Песнопения. О творчестве Гии Канчели стр.50

Но струна, «задетая» в «Песнопениях», здесь звучит по-иному. На смену чувственно-красочной, щедрой почти до избыточности музыкальной речи приходит подчеркнутый аскетизм. И аскетизм не насильственный либо же эстетски стилизованный, а на удивление почвенный. Много позднее Г. Канчели скажет: «Есть композиторы, стремящиеся отображать день сегодняшний, есть такие, кто сочиняет для будущего. Мне же всегда кажется, что я пишу музыку за людей, которые жили очень давно — может быть, в XIV, XV или XVI веке — и что-то не успели сделать или написать, и вот теперь я стараюсь заполнить это пространство ‘. От сочинения к сочинению мой язык упрощается, и я ничего не могу с этим поделать. Разумеется, если бы мои произведения ничем не отличались от иллюзорной простоты искусства итальянских мадригалистов или композиторов эпохи Возрождения, значит, я работал бы зря» (18).

Слушая Третью симфонию, невозможно усомниться: это музыка наших дней. Но ей присуща и архаическая суровость, выделяющая сванские напевы в многообразном единстве грузинского фольклора. Здесь как бы витает дух доселе не изжитого в горах Грузии язычества.

Широкому мазку, буйству красок, четко прочерченным контурам в Третьей, безусловно, предпочтены намек, точка, восклицание, пунктир или красочное пятно на нарочито незаполненном фоне. Кажется, все предельно ясно: двери храма нараспашку, входи, осматривайся по сторонам, щупай руками. Но мистерийная наглядность музыкального действа, его подчеркнуто замедленное начало — тонко рассчитанный художественный прием, «ловушка» для слушателя, точнее, для его творческой фантазии. Подкупленная видимой простотой, она постепенно начинает «работать» все более интенсивно: протягивает ассоциативные цепочки между отдельными точками, световыми плоскостями или динамическими вспышками, улавливает сходство контрастного. И, благодаря этому духовному труду, бесценный дар далеких предков становится уже не просто «наследием», но частью нашего собственного мира, нашего абсолютного настоящего — «здесь и теперь, сквозь которое будущее погружается в прошлое» (Дж. Джойс).

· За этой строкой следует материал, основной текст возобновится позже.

PR #1505, opened 2019-01-10
Highlight selected revisions in same colour as pending revisions

### LINKED ISSUE #1498: Release UI: Similar style for selected revisions to promote
Wondering if we should make these two different use cases: when you promote from one chanenl to another channel and when you select a revision to be promoted from the revisions list

image

image

bartaz:
Fixes #1498 

Use the same highlight style for selected revisions as for pending revisions.
Also removes now unnecessary disabled style.

### QA

- ./run or  https://snapcraft-io-canonical-websites-pr-1505.run.demo.haus/
- go to Releases page for any snap
- open a panel with available revisions
- click on any revision to select it
- it should appear with orange background

screenshot 2019-01-10 at 12 24 58

### DIFF
--- a/static/js/publisher/release/revisionsList.js
+++ b/static/js/publisher/release/revisionsList.js
@@ -42,19 +42,10 @@ class RevisionsList extends Component {
       : new Date(revision.created_at);
     const isSelected = this.props.selectedRevisions.includes(revision.revision);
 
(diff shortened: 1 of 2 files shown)


therealjuan:
LGTM!

PR #1507, opened 2019-01-10
Improve code styling on descriptions

Lukewh:
Fixes https://github.com/canonical-websites/snapcraft.io/issues/1460
Simple improvement for code and code block styling within descriptions

## QA
- Pull the branch
- `./run`
- Visit http://0.0.0.0:8004/lukewh-test (which uses the copy from /htop as it *could* appear)

### DIFF
--- a/static/sass/_snapcraft_snap-details.scss
+++ b/static/sass/_snapcraft_snap-details.scss
@@ -1,30 +1,4 @@
 @mixin snapcraft-snap-details {
-
-  .snapcraft-snap-details__description {
-    code {
-      background: $color-mid-dark;
-      border-radius: $border-radius;
-      color: $color-x-light;
-      padding: .12rem .25rem;
-    }
-
-    pre {
-      background: $color-mid-dark;
-      border: 0;
-      border-radius: $border-radius;
-      color: $color-x-light;
-      // For some reason Vanilla treats pre padding/margin differently
-      // than `p`'s this remedies it for better flow
-      margin-bottom: 1.1rem;
-      padding-top: .4rem;
-
-      code {
-        border-radius: 0;
-        padding: 0;
-      }
-    }
-  }
-
   @media screen and (max-width: $breakpoint-small) {
     .snapcraft-snap-details {
       &__snippet {
--- a/static/sass/_snapcraft_snap-details.scss
+++ b/static/sass/_snapcraft_snap-details.scss
@@ -1,4 +1,30 @@
 @mixin snapcraft-snap-details {
+
+  .snapcraft-snap-details__description {
+    code {
+      background: $color-mid-dark;
+      border-radius: $border-radius;
+      color: $color-x-light;
+      padding: .12rem .25rem;
+    }
+
+    pre {
+      background: $color-mid-dark;
+      border: 0;
+      border-radius: $border-radius;
+      color: $color-x-light;
+      // For some reason Vanilla treats pre padding/margin differently
+      // than `p`'s this remedies it for better flow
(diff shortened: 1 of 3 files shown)


bartaz:
Why are we introducing yet another style for code?

screenshot 2019-01-11 at 09 40 52

Vanilla has a code block pattern:
screenshot 2019-01-11 at 09 41 54

In Snapcraft we already have code in other places that is not a Vanilla code block.
On home page first snap flow we have coloured .yaml code:
screenshot 2019-01-11 at 09 43 54
In other parts of first snap flow we use similar pattern, but not coloured:
screenshot 2019-01-11 at 09 45 18

That's a lot of custom styles for a code block.
If we need a custom style that is not Vanilla we should at least try to be consistent within Snapcraft.

therealjuan:
Perhaps we can have a quick review from @lyubomir-popov to decide on one style?

lyubomir-popov:
@therealjuan @Lukewh @bartaz Please use the vanilla code block / code snippet everywhere.

therealjuan:
Any particular reason why we can't colour syntax within a code block to help readability?

lyubomir-popov:
@therealjuan good point. A closed issue on vanilla points to a recommended [solution](https://github.com/canonical-webteam-archive/vanilla-docs-theme/issues/32) - [discussion](https://github.com/vanilla-framework/vanilla-framework/issues/817).  @Lukewh would that work here?

therealjuan:
Definitively does not look like something that will be used enough to consider its 4 mb. Perhaps we can use the vanilla code block and add a way to highlight something, it could either be by using bold or the green highlight which is already implemented?

lyubomir-popov:
Makes sense.  @Lukewh what is the file size of this dependancy? (You say it increases the size to 4MB). Asking so I can reopen the original issue and comment that its size is prohibitive and we need another solution.

lyubomir-popov:
As agreed on irc with @therealjuan let's leave syntax highlighting out until we have a dependancy that matches our size requirements. @Lukewh please advise on what that file size limit should be so I can reopen the original thread.

Lukewh:
This discussion is still irrelevant to this PR IMO. The example shown is of YAML. Why would an end user need to copy and paste YAML from the marketing page of a snap?

How many times have you needed to copy and paste some YAML from the store page when installing an app from the Apple Appstore, or Google Play?

Server software might want to direct users in how to use the app. Let's take plex as an example, on [their github page for the docker version](https://github.com/plexinc/pms-docker) they have code blocks - it's not highlighted because there's no way github can know the semantics of plex or docker!

The filesize limit should be "as low as possible while implementing the features we need".

lyubomir-popov:
@Lukewh I don't mind lack of highlighting if that is not a requirement. Sounds like this is the case here.

My only 2 points were:

1)  if we use syntax highlighting _anywhere_ on snapcraft.io, it should match and update (as in, when the theme used in the dependency gets updated) in sync with any other syntax highlighted block on other canonical websites.

2) If we have a valid reason why we can't use that recommended solution in the linked WG [discussion](https://github.com/vanilla-framework/vanilla-framework/issues/817), then I would like to raise a Vanilla issue, so that eventually we get a solution that works.

bartaz:
This PR is only about adding code style to snap details page and it should remain so - without any highlighting.

The only place where we "highlight" code is yaml examples on the home page. It was simply manually made in HTML - any other automatic method would be an overkill for that.

If we want to update the style of code examples in first snap flow (home page and tutorials) it should be raised in separate issue.

PR #1508, opened 2019-01-14
Show available stores on snap registration page

Lukewh:
Fixes https://github.com/canonicalltd/snap-squad/issues/840
Fixes https://github.com/canonicalltd/snap-squad/issues/841
Fixes https://github.com/canonicalltd/snap-squad/issues/842

# QA
- Pull the branch
- `./run`
- Visit http://0.0.0.0:8004/register-snap
- If you don't have access to any stores, you should see the original page
- If you do have stores, you should see a dropdown that contains the available store, including the Global store

### No stores
screenshot_2019-01-14 snapcraft - snaps are universal linux packages 1

### Stores
screenshot_2019-01-14 snapcraft - snaps are universal linux packages

### DIFF
--- a/webapp/publisher/snaps/views.py
+++ b/webapp/publisher/snaps/views.py
@@ -639,6 +639,10 @@ def redirect_get_register_name():
 @publisher_snaps.route("/register-snap")
 @login_required
 def get_register_name():
+    user = api.get_account(flask.session)
+
+    available_stores = logic.filter_available_stores(user["stores"])
+
     snap_name = flask.request.args.get("snap_name", default="", type=str)
     is_private_str = flask.request.args.get(
         "is_private", default="False", type=str
@@ -665,6 +669,7 @@ def get_register_name():
         "is_private": is_private,
         "conflict": conflict,
         "already_owned": already_owned,
+        "available_stores": available_stores,
     }
     return flask.render_template("publisher/register-snap.html", **context)
 
@@ -695,6 +700,10 @@ def post_register_name():
             registrant_comment=registrant_comment,
         )
     except ApiResponseErrorList as api_response_error_list:
+        user = api.get_account(flask.session)
+
+        available_stores = logic.filter_available_stores(user["stores"])
+
         if api_response_error_list.status_code == 409:
             for error in api_response_error_list.errors:
                 if error["code"] == "already_claimed":
@@ -723,6 +732,7 @@ def post_register_name():
         context = {
             "snap_name": snap_name,
             "is_private": is_private,
+            "available_stores": available_stores,
             "errors": api_response_error_list.errors,
         }
 
--- a/webapp/publisher/snaps/views.py
+++ b/webapp/publisher/snaps/views.py
@@ -639,15 +639,14 @@ def redirect_get_register_name():
 @publisher_snaps.route("/register-snap")
 @login_required
 def get_register_name():
-    user = api.get_account(flask.session)
+    try:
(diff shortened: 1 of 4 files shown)


webapp/publisher/snaps/views.py
```diff
@@ -677,6 +690,18 @@ def redirect_post_register_name():
...
+        # We don't use the data from this endpoint.
+        # It is mostly used to make sure the user has signed
+        # the terms and conditions.
+        user = api.get_account(flask.session)
+    except ApiResponseErrorList as api_response_error_list:
+        return _handle_error_list(api_response_error_list.errors)
+    except ApiError as api_error:
+        return _handle_errors(api_error)
+
+    available_stores = logic.filter_available_stores(user["stores"])
```
tbille: No need to run this function if the request works. Put it after line 707

webapp/publisher/snaps/views.py
```diff
@@ -639,6 +639,18 @@ def redirect_get_register_name():
 @publisher_snaps.route("/register-snap")
 @login_required
 def get_register_name():
+    try:
+        # We don't use the data from this endpoint.
+        # It is mostly used to make sure the user has signed
+        # the terms and conditions.
```
tbille: this is not really true you use at this line: `available_stores = logic.filter_available_stores(user["stores"])`

webapp/publisher/snaps/views.py
```diff
@@ -677,6 +690,18 @@ def redirect_post_register_name():
 @publisher_snaps.route("/register-snap", methods=["POST"])
 @login_required
 def post_register_name():
+    try:
+        # We don't use the data from this endpoint.
+        # It is mostly used to make sure the user has signed
+        # the terms and conditions.
```
tbille: Can you give me a use case that would make it fail?
This is handled at login. When the user logins he should be redirected before even getting into this function thanks to the annotation `@login_required`

webapp/publisher/snaps/views.py
Lukewh: :+1:

webapp/publisher/snaps/views.py
Lukewh: :+1:

webapp/publisher/snaps/views.py
Lukewh: :+1:

therealjuan:

webapp/publisher/snaps/views.py
```diff
@@ -639,6 +639,10 @@ def redirect_get_register_name():
 @publisher_snaps.route("/register-snap")
 @login_required
 def get_register_name():
+    user = api.get_account(flask.session)
```
tbille: please suround with `try...expect`

webapp/publisher/snaps/views.py
```diff
@@ -695,6 +700,10 @@ def post_register_name():
             registrant_comment=registrant_comment,
         )
     except ApiResponseErrorList as api_response_error_list:
+        user = api.get_account(flask.session)
```
tbille: please suround with `try...expect`

webapp/publisher/snaps/views.py
Lukewh: I went too far the other way!

webapp/publisher/snaps/views.py
Lukewh: I went too far the other way!

PR #1515, opened 2019-01-16
Only show revision version selector in available revisions panel

bartaz:
Fixes an issue where same version selector was shown in history panel of channels, when it should be only visible with available revisions.

Reported by @therealjuan via IRC:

Так создается сугубо индивидуальный эквивалент традиционно му симфоническому развертыванию. Ведь привычная мотивная работа — дробление, вычленение исходной темы — разрушила бы художественное совершенство прообраза, благоговейность дистанции по отношению к нему. Поэтому композитор сохраняет лишь смысловую суть такого развития, отбрасывая его привычную форму: «постепенное эмоциональное наполнение темы-тезиса, раскрытие ее смысла» (12, с. 190) основаны на фольклорной идее «неточной вторы». Начавшись с образно-интонационного устоя, музыка по мере продвижения вперед обволакивается дымкой подголосков, досказывающих и конкретизирующих исходную тему, выявляющих в ней все новые смысловые грани, расширяющих поле ее ладового тяготения. Как известно, народные музыканты в своих имитациях, подголосках, дублировках мало заботятся о точности числовых пропорций: для грузинского крестьянина петь параллельными квинтами, септимами или нонами ничуть не труднее, чем в приму или унисон. К тому же в условиях натурального строя сдвиг в сферы, воспринимаемые нами как диезные или бемольные, отнюдь не равнозначен альтерации или модуляции: это чисто эмоциональное ощущение данного звука или мотива, интенсивности его интонационного излучения, а зачастую его гетерофонное расщепление — «устный курсив» (116, с. 7).